### Required action
Hunt through the entries for the word "resolved" and copy each line in which it appears.

(Stored data entries)
PR #345, opened 2026-06-01
fix(attribution): discover FR dumps beside app logs

namitdhameja:
## Summary
- keep `TORCH_FR_DUMP_TEMP_FILE=<prefix>` as the explicit first FR discovery rule when the prefix resolves under the attrsvc allowed root
- add fallback discovery for flat per-cycle logs where FR dumps live under `<log_dir>/checkpoints`, e.g. `/mnt/logs/test_job_cycle0.log` -> `/mnt/logs/checkpoints`
- retain the existing `<run>/checkpoints` fallback for logs under `<run>/logs/...`

## Root Cause
NVBUG 6233471 reports that launcher-managed attrsvc can produce app-log attribution while missing already-generated FR dumps. For flat per-cycle logs such as `/mnt/logs/test_job_cycle0.log`, the previous layout heuristic only tried `/mnt/checkpoints`, and the `TORCH_FR_DUMP_TEMP_FILE` fallback only helped when the analyzed app log contained a resolvable prefix. It did not try `/mnt/logs/checkpoints`.

## Validation
- `PYTHONPATH=src python3.11 -m unittest tests.attribution.unit.test_fr_dump_path -v`
- `python3 -m ruff check src/nvidia_resiliency_ext/attribution/trace_analyzer/fr_support.py tests/attribution/unit/test_fr_dump_path.py`
- Dev login repro against unpatched and patched worktrees:
  - unpatched: `resolved=None`, `pipeline_fr_analysis=None`
  - patched: resolves `.../mnt/logs/checkpoints`, FR analysis runs
- Dev Slurm repro job `3068564` on node `nvl72150-T07`: completed `0:0`; unpatched missed FR, patched resolved `.../mnt/logs/checkpoints` and produced `hanging ranks: [0]`


hexinw-nvidia:
**Thanks for this — the refactor is clean and the helpers de-duplicate the validation nicely. A couple of points before merge:**

**1. Resolution order changed — please call it out.** This flips the precedence: the log-scanned `TORCH_FR_DUMP_TEMP_FILE` prefix now wins *before* the inferred `<run>/checkpoints` dir (previously the inferred shared dir was preferred). Since `TORCH_FR_DUMP_TEMP_FILE` is often a container-local path, the only thing preventing a false match against an unrelated path that happens to exist on the attrsvc host (e.g. its own `/tmp/checkpoints/_dump_*`) is `allowed_root`. Worth an explicit note in the PR body and the docstring, since `allowed_root` is now the sole guard.

**2. Let's fix the root cause rather than keep growing the layout heuristics.** This PR brings the layout-guessing rules in `extract_fr_dump_path` to three (`TORCH_FR_DUMP_TEMP_FILE` scan, `<log_dir>/checkpoints`, `<run>/checkpoints`). Each new cluster convention tends to force another one — let's fix the root cause so we're not adding a fourth.

The underlying problem isn't the discovery algorithm; it's a missing data channel. attrsvc only receives `log_path` (`http_api.py:29-44` — no checkpoint/FR field), so it has to reverse-engineer the dump location from log scanning + filesystem-layout guessing.

The launcher already knows the answer: it submits via `_submit_log()` (`launcher.py:992-993`), and its `os.environ` contains `TORCH_FR_DUMP_TEMP_FILE` at submit time. Proposal:

- Add an optional `fr_dump_path` field to the submit payload (`log_submit_payload` / POST `/logs`).
- Have `ft_launcher` populate it from `os.environ["TORCH_FR_DUMP_TEMP_FILE"]` when present.
- In `extract_fr_dump_path`, prefer an explicitly-supplied `fr_dump_path` (still subject to the `allowed_root` + traces-exist validation), and fall back to the existing log-scan / layout heuristics only when it's absent (e.g. non-launcher submitters).

That makes resolution deterministic for launcher-managed jobs and demotes the heuristics to a genuine fallback.

**Suggestion:** I'm fine merging this as a stopgap if we open a tracking issue for the `fr_dump_path` change so we don't keep accreting layout rules. Happy to take that follow-up.

namitdhameja:
> **Thanks for this — the refactor is clean and the helpers de-duplicate the validation nicely. A couple of points before merge:**
> 
> **1. Resolution order changed — please call it out.** This flips the precedence: the log-scanned `TORCH_FR_DUMP_TEMP_FILE` prefix now wins _before_ the inferred `<run>/checkpoints` dir (previously the inferred shared dir was preferred). Since `TORCH_FR_DUMP_TEMP_FILE` is often a container-local path, the only thing preventing a false match against an unrelated path that happens to exist on the attrsvc host (e.g. its own `/tmp/checkpoints/_dump_*`) is `allowed_root`. Worth an explicit note in the PR body and the docstring, since `allowed_root` is now the sole guard.
> 
> **2. Let's fix the root cause rather than keep growing the layout heuristics.** This PR brings the layout-guessing rules in `extract_fr_dump_path` to three (`TORCH_FR_DUMP_TEMP_FILE` scan, `<log_dir>/checkpoints`, `<run>/checkpoints`). Each new cluster convention tends to force another one — let's fix the root cause so we're not adding a fourth.
> 
> The underlying problem isn't the discovery algorithm; it's a missing data channel. attrsvc only receives `log_path` (`http_api.py:29-44` — no checkpoint/FR field), so it has to reverse-engineer the dump location from log scanning + filesystem-layout guessing.
> 
> The launcher already knows the answer: it submits via `_submit_log()` (`launcher.py:992-993`), and its `os.environ` contains `TORCH_FR_DUMP_TEMP_FILE` at submit time. Proposal:
> 
> * Add an optional `fr_dump_path` field to the submit payload (`log_submit_payload` / POST `/logs`).
> * Have `ft_launcher` populate it from `os.environ["TORCH_FR_DUMP_TEMP_FILE"]` when present.
> * In `extract_fr_dump_path`, prefer an explicitly-supplied `fr_dump_path` (still subject to the `allowed_root` + traces-exist validation), and fall back to the existing log-scan / layout heuristics only when it's absent (e.g. non-launcher submitters).
> 
> That makes resolution deterministic for launcher-managed jobs and demotes the heuristics to a genuine fallback.
> 
> **Suggestion:** I'm fine merging this as a stopgap if we open a tracking issue for the `fr_dump_path` change so we don't keep accreting layout rules. Happy to take that follow-up.

@hexinw-nvidia The attrsvc gets the log_path but not the FR path. FR dump is completely controlled at the workload level, with no notification to attrsvc or any other outside component. https://docs.pytorch.org/tutorials/unstable/flight_recorder_tutorial.html#enabling-flight-recorder ; attrsvc gets to know the path via TORCH_FR_DUMP_TEMP_FILE being in the cycle log file. And if its not there, then its heuristics based. We can probably just do what we do for Megatron, and ignore other workloads. Lets check with bug submitter.

hexinw-nvidia (approved):

PR #353, opened 2026-06-23
Persist async checkpoint plans across resume

sbak5:
Store cached local save plans in serialized DCP planner metadata so the first save after restart can validate and reuse loaded global metadata.

Previously, NVRx attached the gathered local plans only as a dynamic `Metadata.all_local_plans` attribute. Newer PyTorch DCP writers may rebuild the `Metadata` dataclass before pickling `.metadata`, which drops dynamic attributes and prevents resumed jobs from finding `loaded_all_plans`.

Persist the plans under a reserved `Metadata.planner_data` key while preserving the legacy in-memory attribute for compatibility. Add a regression test that loads metadata back from disk and verifies a fresh metadata cache can recover the saved local plans.

### DIFF
--- a/src/nvidia_resiliency_ext/checkpointing/async_ckpt/state_dict_saver.py
+++ b/src/nvidia_resiliency_ext/checkpointing/async_ckpt/state_dict_saver.py
@@ -34,6 +34,8 @@ if TYPE_CHECKING:
 
 logger = getLogger(__name__)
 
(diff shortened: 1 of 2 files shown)


hexinw-nvidia (commented):
Have an offline discussion with @sbak5 to understand the change.
The change looks good overall. 
I will leave it to @shurkat-nvidia for the final approval. Thanks.

hexinw-nvidia:
Added "ci-approved" label to trigger the GitLab CI.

### Answer
  - unpatched: `resolved=None`, `pipeline_fr_analysis=None`
- Dev Slurm repro job `3068564` on node `nvl72150-T07`: completed `0:0`; unpatched missed FR, patched resolved `.../mnt/logs/checkpoints` and produced `hanging ranks: [0]`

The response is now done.